The most basic interface-design requirement is to provide users with the option of using the camera of their smartphone to capture real-time images of clouds or to select a cloud image from their storage space.
Figure 9 and
Figure 10 show the smartphone’s cloud-prediction-app progressions and the basic flowchart for implementing a cloud-prediction app on a smartphone using the Cloud-MobiNet model, respectively.
5. Conclusions
Several deep-learning models have now emerged as a result of continued research in the area of artificial intelligence and neural networks. Based on MobileNet’s convolutional neural network model, we propose a highly efficient deep-learning model called Cloud-MobiNet for the classification of ground-based cloud observation images. Cloud-MobiNet promises to be a significant model in the short term, since automated ground-based cloud classification is anticipated to be a preferred means of cloud observation, not only in meteorological analysis and forecasting but also in the aeronautical and aviation industries.
In addition to its compact and portable properties, the Cloud-MobiNet model’s strength is that it can be used on mobile phones for real-time cloud classification. Contrary to the claim made by [
21] that the CCSN dataset is complicated, Cloud-MobiNet has proven its supremacy in classifying the CCSN cloud dataset with a training and validation accuracy of 97.45 percent and an average testing accuracy of 96 percent, which is an improvement on CloudNet. Without ignoring its misclassifications of
Ns and
St, as well as
Cc and
Cs, the model is apt, since these pairs of clouds are almost not mutually exclusive in terms of texture, structure, and shape. We believe that with continued training, the model may attain an optimal accuracy of around 99 percent.
Even though the model was run on a regular laptop computer, the study was unusual in that it was not conducted in a controlled setting, nor was it based on camera sensors, nor was it altered or boosted by lighting conditions, as in previous studies undertaken by many experts. All of the resources needed, including energy (power), memory, speed, and disc space, are within the capabilities of any normal smartphone. Because the model is small enough, it was run on a laptop with standard hardware rather than a sophisticated server, making it easier to reproduce on any standard smartphone.

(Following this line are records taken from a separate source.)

PR #2067, opened 2021-07-06
Esp32s2 support

blazoncek:
Updated Wemos Shield parameters.


Aircoookie:
Thank you :)

WLED running on the S2, that's very exciting!
It's far from running well though 😅 all still a bit early stuff as it seems. 97% flash usage (but with the 1MB FS partition table!), only 27k free heap and the filesystem is not mounting for me. I need to look into that some more.

FYI, not only does the Esp32S2 only have 1 I2S, it also has only 4 RMT and 8 LEDC. So we'll need to set even more limits soon.

blazoncek:
> FYI, not only does the Esp32S2 only have 1 I2S, it also has only 4 RMT and 8 LEDC. So we'll need to set even more limits soon.

Indeed this part slipped my attention when merging latest changes in bus_wrapper (NeoBusChannel).

PR #2071, opened 2021-07-11
Use MQTT to stream data to multiple devices

DasBasti:
I built a project where it is necessary to send a "picture" to multiple distributed devices. I used an MQTT broker to do that and added a usermod to allow to send binary color values to the strip over the MQTT broker and group channel.


blazoncek:
MQTT is not very convenient for time critical operations.
Why not rely on UDP? Need 100% delivery even if that means out-of-band delivery?

DasBasti:
I choose MQTT because this is used to send a static picture to a bunch of devices all over the internet at the same time.

It is not meant to be for real time animations.

blazoncek:
Did you test this on ESP8266 with at least 1200 LEDs and 12 segments defined?

DasBasti:
no, only ESP32 with 64 LEDs

blazoncek:
> no, only ESP32 with 64 LEDs

Please do since I am currently hard pressed for time.
And observe available memory (heap).
You don't need actual 1200 LEDs attached to ESP, just define them in LED Setting page.

DasBasti:
Tested with ESP8266 with MQTT_MAX_PACKET_SIZE=1024*4 and 1000 LED: Heap free 14.8kB
ESP32 1000LED: Heap Free 177.2kB

There was no animation running. Should I test with running animation?

blazoncek:
15k is a quite low on the heap size.
For stable run there should be at least 18k free at any time.
How much do you get with 600 LEDs? And yes, create a large number of segments and run Fireworks Starburst effect on all of them.

PR #2084, opened 2021-07-19
Upload files & skinning

blazoncek:
Backup & restore configuration & presets, for those rare cases. :)
External holidays.json so extending _Easter egg_ backgrounds can be done by user.
Ability to upload:
 - `ir.json` with JSON codes for IR remote
 - `skin.css` with CSS classes to replace default/built-in ones
 - `holiday.json` with JSON array of holiday dates
 - `cfg.json` if configuration needs to be restored
 - `presets.json` for transferring presets from one instance of WLED to another
Added ability to change "Stop LED" to "LED count" for segments in UI customization.


wled00/data/index.js
```diff
@@ -233,7 +234,7 @@ function onLoad() {
     });
 	} else
 		loadBg(cfg.theme.bg.url);
-	loadSkinCSS('skinCss');
+	if (cfg.comp.css) loadSkinCSS('skinCss');
```
blazoncek, line 237: Unfortunately using a local storage option will prevent using skinned UI on new installs.
Which is the idea behind skinning to have a distinctive look on 1st boot (prepared in advance WLED installs).

Aircoookie: There is no (easy) way to pre-install a `skin.css` yet.
However, I agree that a new client device should use the file by default, if available.
For now I'll enable the option by default, though I'll be looking into a way to save an unnecessary 404 request in the (probable) case a skin.css is not present.

wled00/wled_server.cpp
```diff
@@ -15,6 +15,22 @@ bool isIp(String str) {
   return true;
 }
 
+void handleUpload(AsyncWebServerRequest *request, const String& filename, size_t index, uint8_t *data, size_t len, bool final){
+  if(!index){
+    request->_tempFile = WLED_FS.open(filename, "w");
```
henrygab, line 20: The PR suggests only five filenames to be allowed for upload.

If I am correct that any client could call this upload endpoint, then it appears that this opens the ability to upload *arbitrary* filenames (and contents) via this endpoint.

For example, is there anything to prevent uploading `/wsec.json` using this new upload interface? _[[using `curl`, not the WLED UI]]_

Should this code validate the filename matches one of a list of allowed filenames?

wled00/wled_server.cpp
```diff
@@ -15,6 +15,22 @@ bool isIp(String str) {
...
+    DEBUG_PRINT("Uploading ");
+    DEBUG_PRINTLN(filename);
+    if (filename == "/presets.json") presetsModifiedTime = toki.second();
+  }
+  if (len) {
+    request->_tempFile.write(data,len);
+  }
+  if(final){
+    request->_tempFile.close();
```
henrygab, line 29: It appears possible to destroy the configuration, if either no data is sent, or the transfer is interrupted before completed (e.g., WiFi hiccup causes disconnect at inopportune time.)

Does the WLED_FS interface allow renaming an existing file?

If so, I would like to recommend a slightly more complex, but fail-safe, method:

1. For each allowed file, pre-define an intermediate file name that is used for the upload.  (e.g., for `/presets.json`, name could be `/presets.json.uploading`)
2. Upload only goes to these intermediate filenames
3. Optionally validate the contents (function pointer for each allowed filename)
4. Delete the target file from the file system (e.g., `/presets.json`)
5. Rename the uploaded file (e.g. `/presets.json/uploading` --> `/presets.json`)

In addition, at boot, perform the following steps for each target filename in the allowed upload list:
1. If the intermediate file exists:
    A. If the target filename exists, delete the intermediate file (failed or interrupted upload)
    B. Else (target filename does not exist), rename the intermediate file to the target filename

In this way, the upload process will have many fewer failure points.

henrygab (commented):
Some questions (concerns?) on this recent change...

wled00/wled_server.cpp
```diff
@@ -15,6 +15,22 @@ bool isIp(String str) {
   return true;
 }
 
+void handleUpload(AsyncWebServerRequest *request, const String& filename, size_t index, uint8_t *data, size_t len, bool final){
+  if(!index){
+    request->_tempFile = WLED_FS.open(filename, "w");
+    DEBUG_PRINT("Uploading ");
+    DEBUG_PRINTLN(filename);
```
henrygab, line 22: Wouldn't it also allow re-writing the HTML pages that are being served?  While I don't want to sound alarmist, I don't think this should be allowed (at least for non-debug builds).

wled00/wled_server.cpp
blazoncek: Indeed it could be possible to upload _any_ file. Though internal files are never overwritten (and cannot be).
If you want to upload wsec.json you can, but this does not pose a security issue since you cannot read it.

Will think about a possible solution.

wled00/wled_server.cpp
blazoncek: Internal files are stored in flash memory and cannot be overwritten.

wled00/wled_server.cpp
blazoncek: It could be possible as it is possible to remove files currently using /edit page. Nothing new here.
Assuming you use Backup & Restore functions, normal behavior would be to first back-up configuration (and later restore it if needed).
If there is an adversary trying to sabotage your WLED (assuming you let him/her into your network) he/she can easily do it even without backup/restore functions.
If you have WLED on a publicly accessible network, ... well, he/she can wreck havoc just changing effects or overwriting/deleting presets even with password lock.

Nevertheless I agree on your comments and suggestions.

wled00/wled_server.cpp
henrygab: I hadn't realized the internal files cannot be overwritten.  That's great, as it prevents changing the wifi settings page HTML (for example) to submit wifi credentials elsewhere.  Given that, uploading of any file is not really an issue.  👍

PR #2092, opened 2021-07-23
Implementation of OPC Protocol

fnirino:
Tested implementation of [Open Pixel Control](http://openpixelcontrol.org/) protocol for setting pixel colors.

Test setup: NodeMCU v1.0 (ESP8266-12) with 24 LED matrix

**Highlights:**
- Receives 60FPS without dropping any packet with a 30 frame buffer
- Fixed framerate using same "delay" as E1.31 implementation
- Displays correct message in "Receiving live data" page
  
**Improvements I've thought of (but don't know how feasible / useful they are):** 
- Web page error toast on too many dropped packets.
- Getting a SysEx ID to set brightness, effects, palettes, etc.
- Web settings for listening channel and port
  
**Notes**
Only supports _one client at a time_ and listens on _one channel_ (besides from broadcast)
Default port is 7890 (as per opc test scripts default port)
  

Open to suggestions and feedback!

## Summary by CodeRabbit

* **New Features**
  * Added Open Pixel Control (OPC) protocol support for realtime LED control
  * OPC server listens on port 7890, accepting a single client connection
  * Supports OPC channels 0 and 1 for RGB LED data control


wled00/wled.h
```diff
@@ -37,6 +37,7 @@
 #ifndef WLED_DISABLE_WEBSOCKETS
   #define WLED_ENABLE_WEBSOCKETS
 #endif
+#define WLED_ENABLE_OPC
```
blazoncek, line 40: You could add #ifndef WLED_DISABLE_OPC to allow complation without OPC. Similar as a line above.

Aircoookie:
This still looks potentially interesting. While I don't think realtime over TCP makes enough sense to add this by default, an OPC usermod might be a great idea.

softhack007:
@coderabbitai review

netmindz:
It seems a bit of a dead protocol that didn't really take off, folk can just use ArtNet, sACN or DDP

To implement this, the model must be compiled and executed as a mobile app. The cloud image must be accepted as input by the app’s UI. The user may either load the image from a memory source, or utilize the phone’s camera to capture the cloud image in real-time using the mobile app. The app with the model at the backend will process the image and then predict the type of cloud that is captured or loaded from the memory in real-time. We anticipate that after the model has been trained and tested on a variety of cloud images in various lighting conditions and has delivered extremely accurate results, the type of camera utilized by the cell phone will have little or no influence on the predictions.
Although the Cloud-MobiNet model predicts only the type of cloud, the identification of cloud types is the most difficult process in cloud observation for meteorologists. In this process, a wrongful determination of the type of cloud can have a strong influence on weather forecasting. However, meteorologists know the average height of each of the 11 types of clouds and, for this reason, obtaining the correct cloud type helps the observers to determine their height. In weather forecasting, the cloud type is critically examined more than the height. It is also easy for meteorologists to determine the cloud cover in the sky at any time. Future work will concentrate on how feasible the model can be used to determine both the height and cloud amount.